Am Sonntag Bist Du Tot

Metadaten
Titel Am Sonntag bist du tot
Original Titel Calvary
Laufzeit 1 h 41 min
Zertifikation 16
Starttermin 24 März 2015

Kritik: Der deutsche Verleih Ascot Elite bewirbt die irische Produktion Am Sonntag Bist Du Tot mit zahlreichen Zitaten aus Presse-Stimmen, die von „schwarze Komödie“ (cinema) oder auch „herbem, schwarzen Humor“ (Tip Berlin) sprechen. Das erweckt schon mal einen komplett falschen Eindruck von dem eigentlichen FIlm. Am Sonntag Bist Du Tot ist intensiv, dramatisch, super gespielt, aber wenn er eines nicht ist, dann eine Komödie….auch keine schwarze.

Bereits der erste Satz des Films „Mit sieben Jahren schluckte ich das erste Mal Samen und wurde fünf Jahre in Mund und Arsch gefickt.“ macht bereits deutlich, dass das hier schon krasser Stoff ist. Dabei geht es vor allem um James Lavelle, einen Priester, der sich einer kaputten Welt und einer genauso kaputten Kirche entgegen stellt. Ein Thema das wohl aktueller kaum sein könnte.

Dabei scheint eigentlich jeder, einzelne Bewohner der kleinen irischen Gemeinde total daneben zu sein. Der schwarze Einwanderer, der Ehefrauen flachlegt und die Ehefrau, die sich flachlegen lässt. Der total perverse Homosexuelle, der für Geld alles macht und die depressive Tochter, die selbst ihren eigenen Suizid in den Sand gesetzt hat. All diese Menschen verurteilt James Lavelle nicht, sondern hat ein offenes Ohr und bietet Hilfe an.

Dabei wird ihm allerdings mehr und mehr klar, wie alleine er in seinem Kampf ist und so erwachen selbst in seiner, gläubigen Seele erste Zweifel an der Welt.

Der Zuschauer muss schon etwas Geduld mitbringen und sich auf die Dialoge einlassen können, denn ein actionreicher Film ist Am Sonntag Bist Du Tot bei Leibe nicht.

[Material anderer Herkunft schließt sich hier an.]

PR #1444, opened 2026-04-15
Purcell fit

### LINKED ISSUE #1352: Purcell Filter spectroscopy fit
In this [paper from Wallraff's](https://arxiv.org/pdf/2307.07765) group they use a simple model for readout with Purcell filters given by

$$
    |S_{\rm{out, in}}|(\omega) = (A + k(\omega-\omega_0)) \left|\cos(\phi) - e^{i\phi}\frac{\kappa_p( -2i\Delta_r^{g/e})}{4J^2 + (\kappa_p - 2i\Delta_p)(- 2i\Delta_r^{g/e})}\right|,
$$

It would be nice to implement this as well in the resonator spectroscopy and allow a user to tell the fit function whcih model to use (or detect automatically if needed). This could be in addition to the current check of whether the resonator is a 3D cavity or a 2D one. 

#### Other relevant references

- Schoelkopf's group (Yale), 2010 https://arxiv.org/abs/1003.0142
    - it should be the original work introducing Purcell filters
- Martinis's group (Santa Barbara), 2014 https://arxiv.org/abs/1401.0257
- Nakamura's group (RIKEN), 2022 https://arxiv.org/pdf/2202.06202

Giuhcs:
In this (draft) PR I am adding the option to fit a Purcell model in a resonator spectroscopy, as requested in #1352.

For a readout resonator coupled to a Purcell filter, the expected output $S_{out,in}$ can be modelled following an input-output prescription, resulting in a spectrum profile described by (see [Wallraf](https://arxiv.org/pdf/2307.07765))

$$S_{out,in}(\omega)=\left(A-k(\omega-\omega_0)\right)\left[\cos\phi-e^{i\phi}\frac{-2i\Delta_r^{e,g}\kappa_p}{4J^2-2i\Delta_r^{e,g}\left(\kappa_p-2i\Delta_p\right)}\right].$$

At this point, the featured fit is performed (after a removal of the baseline by means of Asymmetric Least Square) in the amplitude part of the signal, following the above reference. From that, one should be able to extract estimations for $\kappa_p$, $J$, $\phi$, as well as the frequencies $\omega_p$ and $\omega_r^{e,g}$ for the Purcell filter and readout resonator, respectively.

### DIFF
--- a/src/qibocal/protocols/resonator_spectroscopies/resonator_spectroscopy.py
+++ b/src/qibocal/protocols/resonator_spectroscopies/resonator_spectroscopy.py
@@ -21,7 +21,7 @@ from ..utils import (
     lorentzian_fit,
     readout_frequency,
 )
-from .resonator_utils import s21, s21_fit, s21_spectroscopy_plot, spectroscopy_plot, purcell_fit, purcell_s_out_in
+from .resonator_utils import s21, s21_fit, s21_spectroscopy_plot, spectroscopy_plot, purcell_fit, purcell_s_out_in, purcell_spectroscopy_plot
 
 __all__ = ["resonator_spectroscopy", "ResonatorSpectroscopyData", "ResSpecType"]
 
@@ -73,7 +73,7 @@ FITS = {
         s21_spectroscopy_plot,
     ),
     "purcell": ResonatorSpectroscopyFit(
-        purcell_s_out_in,
+        lambda *params: np.abs(purcell_s_out_in(*params)),
         purcell_fit,
         chi2_reduced,
         lambda z: (z.signal, z.phase),
--- a/src/qibocal/protocols/resonator_spectroscopies/resonator_spectroscopy.py
+++ b/src/qibocal/protocols/resonator_spectroscopies/resonator_spectroscopy.py
@@ -21,7 +21,7 @@ from ..utils import (
     lorentzian_fit,
     readout_frequency,
 )
-from .resonator_utils import s21, s21_fit, s21_spectroscopy_plot, spectroscopy_plot
+from .resonator_utils import s21, s21_fit, s21_spectroscopy_plot, spectroscopy_plot, purcell_fit, purcell_s_out_in
 
 __all__ = ["resonator_spectroscopy", "ResonatorSpectroscopyData", "ResSpecType"]
 
@@ -72,6 +72,14 @@ FITS = {
         lambda z: (z.error_signal, z.error_phase),
         s21_spectroscopy_plot,
     ),
+    "purcell": ResonatorSpectroscopyFit(
+        purcell_s_out_in,
+        purcell_fit,
+        chi2_reduced,
+        lambda z: (z.signal, z.phase),
+        lambda z: (z.error_signal, z.error_phase),
+        purcell_spectroscopy_plot,
+    ),
 }
 """Dictionary of available fitting routines for ResonatorSpectroscopy."""
 
@@ -88,7 +96,7 @@ class ResonatorSpectroscopyParameters(Parameters):
     """Power regime (low or high). If low the readout frequency will be updated.
     If high both the readout frequency and the bare resonator frequency will be updated."""
     fit_function: str = "lorentzian"
-    """Routine function (lorentzian or s21) to fit data with a model."""
+    """Routine function (lorentzian, s21 or purcell) to fit data with a model."""
     phase_sign: bool = True
     """Several instruments have their convention about the sign of the phase. If True, the routine
     will apply a minus to the phase data."""
@@ -152,7 +160,6 @@ class ResonatorSpectroscopyData(Data):
     """Raw data acquired."""
     power_level: PowerLevel = PowerLevel.low
     """Power regime of the resonator."""
-
 
 def _acquisition(
     params: ResonatorSpectroscopyParameters,
@@ -232,7 +239,6 @@ def _acquisition(
             ),
         )
     return data
-
 
 def _fit(
     data: ResonatorSpectroscopyData,
--- a/src/qibocal/protocols/resonator_spectroscopies/resonator_spectroscopy.py
+++ b/src/qibocal/protocols/resonator_spectroscopies/resonator_spectroscopy.py
@@ -21,7 +21,15 @@ from ..utils import (
     lorentzian_fit,
     readout_frequency,
 )
-from .resonator_utils import s21, s21_fit, s21_spectroscopy_plot, spectroscopy_plot, purcell_fit, purcell_s_out_in, purcell_spectroscopy_plot
+from .resonator_utils import (
+    purcell_fit,
+    purcell_s_out_in,
+    purcell_spectroscopy_plot,
+    s21,
+    s21_fit,
+    s21_spectroscopy_plot,
+    spectroscopy_plot,
+)
 
 __all__ = ["resonator_spectroscopy", "ResonatorSpectroscopyData", "ResSpecType"]
 
@@ -161,6 +169,7 @@ class ResonatorSpectroscopyData(Data):
     power_level: PowerLevel = PowerLevel.low
     """Power regime of the resonator."""
 
+
 def _acquisition(
     params: ResonatorSpectroscopyParameters,
     platform: CalibrationPlatform,
@@ -239,6 +248,7 @@ def _acquisition(
             ),
         )
     return data
+
 
 def _fit(
     data: ResonatorSpectroscopyData,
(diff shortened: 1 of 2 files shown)


sorewachigauyo:
For some test data from our QPU, it looks like the fitting is failing to find both troughs
```  File "/mnt/home/nqch_paul/qibolab-qcs-2.6.4/qibocal/src/qibocal/protocols/resonator_spectroscopies/resonator_spectroscopy.py", line 276, in _fit
    fit_result = fit.fit(
                 ^^^^^^^^
  File "/mnt/home/nqch_paul/qibolab-qcs-2.6.4/qibocal/src/qibocal/protocols/resonator_spectroscopies/resonator_utils.py", line 1047, in purcell_fit
    w_l_guess, w_h_guess = frequencies[peaks]
    ^^^^^^^^^^^^^^^^^^^^
ValueError: not enough values to unpack (expected 2, got 1)
```
image

[purcell-fit-test.tar.gz](https://github.com/user-attachments/files/26792733/purcell-fit-test.tar.gz)

RoyStegeman:
@sorewachigauyo thanks for trying! We do not have any data from hardware yet ourselves to be able to test it, so we can use this data to improve the fitting algorithm

src/qibocal/protocols/resonator_spectroscopies/resonator_utils.py
```diff
@@ -958,3 +962,310 @@ def fit_punchout(filtered_x, filtered_y):
...
+        * (k_p * (-2j * (w - w_r)))
+        / (4 * J**2 + (k_p - 2j * (w - w_p)) * (-2j * (w - w_r)))
+    )
+
+
+def purcell_fit(
+    data: NDArray,
+    resonator_type=None,
+    fit=None,
+) -> tuple[NDArray, NDArray]:
```
sorewachigauyo, line 1006: The fit dumping is failing because the default JSON encoder doesn't serialize numpy arrays

src/qibocal/protocols/resonator_spectroscopies/resonator_utils.py
```diff
@@ -958,3 +962,310 @@ def fit_punchout(filtered_x, filtered_y):
...
+    fig_raw = make_subplots(
+        rows=1,
+        cols=2,
+        horizontal_spacing=0.1,
+        vertical_spacing=0.1,
+        specs=[
+            [{"rowspan": 2}, {}],
+            [None, {}],
+        ],
+    )
```
sorewachigauyo, line 1113: This is failing because `specs` is invalid for the 1 row x 2 column configuration

sorewachigauyo:
I hacked some fixes together to try to make it run

image

Here is some data

[purcell_test2.tar.gz](https://github.com/user-attachments/files/26975582/purcell_test2.tar.gz)

Giuhcs:
Hello @sorewachigauyo ! Thanks for the feedback! (and for the new data (: ) I'll keep working on it ;)

src/qibocal/protocols/resonator_spectroscopies/resonator_spectroscopy.py
```diff
@@ -72,6 +80,14 @@ class ResonatorSpectroscopyFit:
         lambda z: (z.error_signal, z.error_phase),
         s21_spectroscopy_plot,
     ),
+    "purcell": ResonatorSpectroscopyFit(
+        lambda *params: np.abs(purcell_s_out_in(*params)),
+        purcell_fit,
+        chi2_reduced,
+        lambda z: (z.signal, z.phase),
+        lambda z: (z.error_signal, z.error_phase),
+        purcell_spectroscopy_plot,
```
RoyStegeman, line 89: `values` is the tuple `(z.signal, z.phase)`, but `chi2` is `chi2_reduced`, which expects as input only the signal, so this is inconsistent. 

https://github.com/qiboteam/qibocal/blob/258cdd27e822a3afd59725c00dfe714a3489641c/src/qibocal/protocols/resonator_spectroscopies/resonator_spectroscopy.py#L290-L298

src/qibocal/protocols/resonator_spectroscopies/resonator_utils.py
```diff
@@ -958,3 +962,310 @@ def fit_punchout(filtered_x, filtered_y):
...
+    peaks, properties = find_peaks(
+        -(np.abs(z) - z_filt) / abs(min(np.abs(z) - z_filt)), height=0.0, prominence=0.2
+    )  # height filters peaks above 0, with relative height to its neighbours equal to "prominence"
+    rel_height = 0.5  # hyperparameter, using standard value for peak width determination at half height of the peak
+    widths = peak_widths(-(np.abs(z) - z_filt), peaks, rel_height=rel_height)
+
+    # selecting the two widest peaks and ordering then
+    widest_peaks_indices = sorted(
+        range(len(widths[0])), key=lambda i: widths[0][i], reverse=True
+    )[:2]
```
RoyStegeman, line 1052: Probably `np.argsort` is more readable.

src/qibocal/protocols/resonator_spectroscopies/resonator_utils.py
```diff
@@ -958,3 +962,310 @@ def fit_punchout(filtered_x, filtered_y):
...
+    widest_peaks_frequencies = [frequencies[peaks[i]] for i in widest_peaks_indices]
+    widest_peaks_widths = [widths[0][i] for i in widest_peaks_indices]
+    if widest_peaks_frequencies[0] > widest_peaks_frequencies[1]:
+        w_l_guess, w_h_guess = widest_peaks_frequencies[1], widest_peaks_frequencies[0]
+        k_l_guess, k_h_guess = widest_peaks_widths[1], widest_peaks_widths[0]
```
RoyStegeman, line 1057: `widest_peaks_widths` is the width in samples, but here and after you're putting it on the same footing as the w in Hz

src/qibocal/protocols/resonator_spectroscopies/resonator_utils.py
```diff
@@ -958,3 +962,310 @@ def fit_punchout(filtered_x, filtered_y):
...
+    rel_height = 0.5  # hyperparameter, using standard value for peak width determination at half height of the peak
+    widths = peak_widths(-(np.abs(z) - z_filt), peaks, rel_height=rel_height)
+
+    # selecting the two widest peaks and ordering then
+    widest_peaks_indices = sorted(
+        range(len(widths[0])), key=lambda i: widths[0][i], reverse=True
+    )[:2]
+    widest_peaks_frequencies = [frequencies[peaks[i]] for i in widest_peaks_indices]
+    widest_peaks_widths = [widths[0][i] for i in widest_peaks_indices]
+    if widest_peaks_frequencies[0] > widest_peaks_frequencies[1]:
```
RoyStegeman, line 1055: What if only a single peak is found? It would raise an error and fail the script instead of proceeding to generate the plot without the fit

src/qibocal/protocols/resonator_spectroscopies/resonator_utils.py
```diff
@@ -958,3 +962,310 @@ def fit_punchout(filtered_x, filtered_y):
...
+    # plotting fit if it succeeded
+    if fit is not None:
+        params = fit.fitted_parameters[qubit]
+        purcell_fitted = purcell_s_out_in(frequencies, *params)
+        # recovering baseline from the absolute signals
+        lamda = (
+            1e6  # hyperparameter, recommended from ALS paper to be between 1e6 and 1e9
+        )
+        p = 0.99  # hyperparameter
+        z_als = baseline_als(data=np.abs(signal), lamda=lamda, p=p)
```
RoyStegeman, line 1203: Instead of refitting, perhaps the baseline should be stored. Either way, here `p` is different from before so you are reconstructing a baseline different from the one that was removed.

src/qibocal/protocols/resonator_spectroscopies/resonator_utils.py
```diff
@@ -958,3 +962,310 @@ def fit_punchout(filtered_x, filtered_y):
...
+        eq1 = 0.5 * (w_r + w_p) + 0.5 * np.real(expr) - w_h_guess
+        eq2 = 0.5 * (w_r + w_p) - 0.5 * np.real(expr) - w_l_guess
+        eq3 = 0.5 * k_p - np.imag(expr) - k_h_guess
+        eq4 = 0.5 * k_p + np.imag(expr) - k_l_guess
+
+        return [eq1, eq2, eq3, eq4]
+
+    # solving and getting the intitial guesses for w_r, w_p, k_p and J
+    solution = fsolve(
+        equations, [600, 650, 1, 2]
```
RoyStegeman, line 1078: How were these values determined? Please write at least a comment explaining the choise

RoyStegeman (commented):
I'm just leaving a few comments after having a look. I also notice that the file is now almost 1300 lines, unless there is some obstacle to doing this I think it makes sense to separate them into their own files.

RoyStegeman:
@Giuhcs I'm closing this PR, assuming you don't have plans to finish it. If I'm wrong please just open it again.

Dafür aber ziemlich erdrückend und intensiv. Zu jeder Zeit schwebt die Bedrohung durch die Luft und alles scheint auf das unausweichliche Ende durch den Morde an einem unschuldigen Priester hinauszulaufen.

So wird James Lavelle zum Spiegel Jesu, der auf seinem Kreuzweg viele Stationen durchlaufen musste, stets festhaltend an seinem Glauben und stets an das Gute im Menschen glaubend. So überrascht es schon fast, dass der Film am Ende nicht überrascht und seinen erdrückenden, depressiven Grundtenor bis zur letzten Sekunde aufrecht erhält.

Dabei wird der Film getragen durch eine großartige Leistung der Darsteller, allen voran Brendan Gleeson (Raven) und Kelly Reilly (Eden Lake). Das ist schon großes Kino, was die beiden hier als Vater-Tochter-Gespann auf die Leinwand zaubern.

Fazit: Am Ende ist Am Sonntag Bist Du Tot kein unterhaltsamer Film, sondern eine Parabel des Glaubens, eine Kriegserklärung an den Moralverfall der Welt und ein intensives, aber anstrengendes Stück Film geworden, dass vor allem durch seine hervorragenden Darsteller punkten kann. Kein Film für Jedermann.